What was your trigger for writing this book?
I always knew that I wanted to write a book and several times I had been approached by editors from publishing houses to write a book on ‘beauty’. However, themes never quite worked out. And then I started studying alternative healing systems and got trained in bach flower therapy, aromatherapy, chakra therapy and transformational yoga. When I saw the way these therapies worked on myself and those who I helped heal, it triggered me to write about them so that it reaches many more people.

How did you go about doing research for the book?
As a therapist, I knew what my subject was but I tried to learn more about similar healing therapies. I started talking to ayurvedic doctors and started focusing specifically on books that have been written about flowers. Each book, each encounter with a healer taught me to see and perceive flower power in various dimensions. I even approached chefs and mixologists to experiment with flowers in cooking and infusions. The part of research that I loved the best was finding out myths and legends about flowers. That triggered my imagination and the poet in me, which in turn inspired me to experiment with prose and poetry in a non-fiction format.
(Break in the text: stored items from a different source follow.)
PR #1474, opened 2025-01-31
Add documentation on PDC data permissions

bickelj:
Issue #1291

### DIFF
--- a/docs/PERMISSIONS.md
+++ b/docs/PERMISSIONS.md
@@ -1,0 +1,157 @@
+# Permissions
+
+The Philanthropy Data Commons (PDC) uses [Keycloak] to manage users and groups.
+Within the PDC service (not PDC Keycloak), permissions can be granted on data to
+particular users and groups by reference to their respective Keycloak UUIDs.
+
+Keycloak implements open standards for authentication and authorization such as
+[OpenID Connect] which in turn uses a variety of other open standards. Much of
+the terminology in this document comes from such standards or Keycloak and is
+beyond the scope of this document. The focus of this document is to provide an
+overview of data permissions within the PDC and how to grant or revoke such
+permissions.
+
+[Keycloak]: https://www.keycloak.org/documentation
+[OpenID Connect]: https://openid.net/developers/how-connect-works/
+
+## Example Workflow
+
+This is a high level overview of a workflow whereby a changemaker gains the
+ability to grant permissions on its data to other parties. Background details
+and how to perform most of these steps follow in this document.
+
+1. Funder bulk uploads changemakers and corresponding changemaker proposals.
+2. One of the above changemakers requests access to the PDC.
+3. PDC admin adds Keycloak organization for changemaker.
+4. PDC admin adds Keycloak users (if needed) for changemaker.
+5. PDC admin sets Keycloak organization membership (if needed) for changemaker.
+6. PDC admin links the new Keycloak organization to PDC service using its UUID.
+7. PDC admin grants `manage` permission to changemaker using PDC service.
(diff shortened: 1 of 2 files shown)


docs/PERMISSIONS.md
```diff
@@ -0,0 +1,139 @@
...
+by logging into the account management interface e.g. URL `realms/pdc/account`.
+
+Administrators of the PDC Keycloak realm can see organizations, respective
+organization UUIDs, and organization members by logging into the Keycloak admin
+interface, visiting the PDC realm, selecting "Organizations", and selecting an
+organization. The organization UUID appears in the URL.
+
+[Keycloak organizations]: https://www.keycloak.org/docs/26.1.0/server_admin/index.html#_managing_organizations
+
+## How to Link Keycloak Organizations to PDC Service Entities
```
slifty, line 99: What happens when this association is formed / what does actually mean?  It seems like with `userGroups` we don't actually need to know the direct associations any longer (since permissions will be granted directly).

If there isn't a direct use case I'm wondering if we should remove this part of the documentation (and even the functionality?).

slifty (approved):
This looks really really good thank you for documenting it so clearly.

I had one question about the semantic linking between keycloak organization and funder / changemaker / data provider in the PDC.  If there is no use case for that right now we might consider removing it from the documentation entirely to make it clearer that the way you assign permissions to members of a keycloak organization is via PDC userGroups

docs/PERMISSIONS.md
bickelj: Use cases that come to mind for linking funders/changemakers/dataproviders to their respective Keycloak Organizations.

1. User Interfaces where the users do not know anything about Keycloak but know that they would like to grant Funder F view access to their resources. By having the link present in PDC Service, this is straightforward. Funder F is Keycloak Organization O.
2. Validation that permissions are granted only to known Keycloak Organization UUIDs, much in the same way that there is validation of Keycloak User UUIDs to only be those that have been seen. One reason it's not present in #1477 is we have three entities to search rather than one so you can't have a foreign key that searches three tables, it will have to be an application-level validation.
3. Implicit permissions for a changemaker. We may want to have some basic level of permission, whatever that may be, automatically granted to an organization (or a group within that organization). For example, rather than the PDC admin explicitly granting `view` access on changemaker C data to nebulous/unknown flat list of Keycloak organizations among which is the actual changemaker, the PDC admin associates Changemaker C with Keycloak Organization O, and members of Changemaker C automatically have some kind of access to their own proposal data.

I can see the view that with our current design there is no link strictly necessary because we're granting access to the UUID, not the funder/changemaker/dataprovider. Technically, I guess we could make it work, and it might be more explicit in that you'd have to have a PDC Admin grant your group access like any other. We could have an unvalidated, opaque UUID that is presumably a Keycloak UUID but the PDC service would not know anything about it. Users would then have to ask a PDC admin for the current list of Keycloak Organizations (or members of that group) in order to have the power to grant another group access. Heck, they might even have to ask a PDC admin for their own Keycloak Organization UUID, because not all of them would have access to the Keycloak Admin interface.

What benefits would we get by *not* associating them and would those outweigh these?

bickelj: Thanks and yes. I think these are all in the realm of potentials. Something that occurred to me is that some of this might apply to users as well. Although for users all the data (e.g. first and last name) is exclusively in Keycloak whereas the relationship of funder to org can be exclusively in the database. Let us chat.

bickelj: I added a contextual paragraph justifying setting the link within the PDC service rather than not setting and rather than having the link set in Keycloak.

You’ve spoken about how your connection with flowers deepened your understanding of the world around you and of yourself. Could you please elaborate?
Bach flower remedies is all about this. The 38 flower remedies each have a characteristic... A sort of personality and the more I studied each remedy, I became more aware of myself and others. For instance, I didn’t think my volatile temper is not usual, it was getting worrisome. I turned to bach flower remedies and realised that cherry plum remedy is one that resonates with my lifestate: A remedy that is associated with violent outbursts and a fear of losing one’s mind. Slowly this remedy made me realise that I needed to address deep seated fears and then I moved on to taking aspen remedy. Remedies gently nudge you to become mindful.

What were some challenges you faced while writing this book?
I wrote this book through one of the most difficult times of my life. I was battling anxiety and depression and at this juncture surrounding myself with flowers and writing about them worked as my goal and mission in life. It helped me transform the most difficult times into the most creative period.
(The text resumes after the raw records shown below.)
PR #1377, opened 2023-09-26
reposition convert button

abhinavkgrd:
## Description

Moved the convert button to the top action bar

image

## Test Plan

tested locally


ua741:
@vishnukvmd This will reduce the discoverability of this option. It might be similar situation as current map option on mobile. cc @ashilkn

vishnukvmd:
Ideally we should have plugged this into the video control bar (next to the play button), but since that's more work, this seemed like an okay starting point

ua741:
> Ideally we should have plugged this into the video control bar (next to the play button), but since that's more work, this seemed like an okay starting point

What was the most interesting thing you learned about flowers while working on this book?
Flowers don’t wait for acknowledgement to bloom. It blooms no matter what. And despite the harshest times, when a flower blossoms it heralds hope and joy.

Have you always seen yourself as a writer? What has been your inspiration as a writer?  Yes. My inspiration has been my mentor Dr Daisaku Ikeda. His life and his teachings have inspired me to write about something that will touch many more lives.
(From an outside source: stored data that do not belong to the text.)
PR #1402, opened 2023-10-25
Add logs for gif upload issue debugging

abhinavkgrd:
## Description

^ title 

## Test Plan

tested locally

### DIFF
--- a/apps/photos/src/services/HTTPService.ts
+++ b/apps/photos/src/services/HTTPService.ts
@@ -1,4 +1,6 @@
 import axios, { AxiosRequestConfig } from 'axios';
+import { addLogLine } from 'utils/logging';
+import { logError } from 'utils/sentry';
 
 interface IHTTPHeaders {
     [headerKey: string]: any;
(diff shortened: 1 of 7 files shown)


apps/photos/src/services/HTTPService.ts
```diff
@@ -15,12 +17,38 @@ class HTTPService {
...
         axios.interceptors.response.use(
             (response) => Promise.resolve(response),
-            (err) => {
-                if (!err.response) {
-                    return Promise.reject(err);
+            (error) => {
+                if (error.response) {
+                    // The request was made and the server responded with a status code
+                    // that falls out of the range of 2xx
+                    logError(error, 'HTTP Service Error', {
```
ua741, line 24: Will this log on sentry? If yes, do we really want it for all requests?

abhinavkgrd: yes, it will be logged on sentry and No harm in having them no?...will help with debugging?

ua741: Hmm, I feel it would increase the noise, but could be wrong as well. You would know better.

ua741 (approved):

Can you walk us through your writing process for this book?
I synchronised the book writing to important dates of my life. My proposal got approved in September, and that’s when I was determined to write and release the book by September 8, 2019, which is the first anniversary of Dr Ikeda completing his serialised autobiographical novel New Human Revolution.
 
How difficult or easy is it to get published?
Publishing in the traditional manner is difficult. Unless you have a theme that can appeal to many others, your book will not see the light of day. It has to have solid content. Well, I wanted to write fiction based on my healing therapies and I also wanted to include poems. My editor,
Gurveen, gently guided me to make it non-fiction. But in spirit, the book is what I wanted it to be.

Do you think marketing plays a role in the success of books?
Of course! You have to put the word out, make the right noise. But unless you have good content, like anything else in life, you can’t really go to far. Disarming honesty I feel is the most charming aspect of marketing.

With the digitisation of books, have you moved to reading books on screen or do you
prefer the old-fashioned books?
I love to hold books, smell them, dog-ear pages... Books, for me, give a multisensorial experience.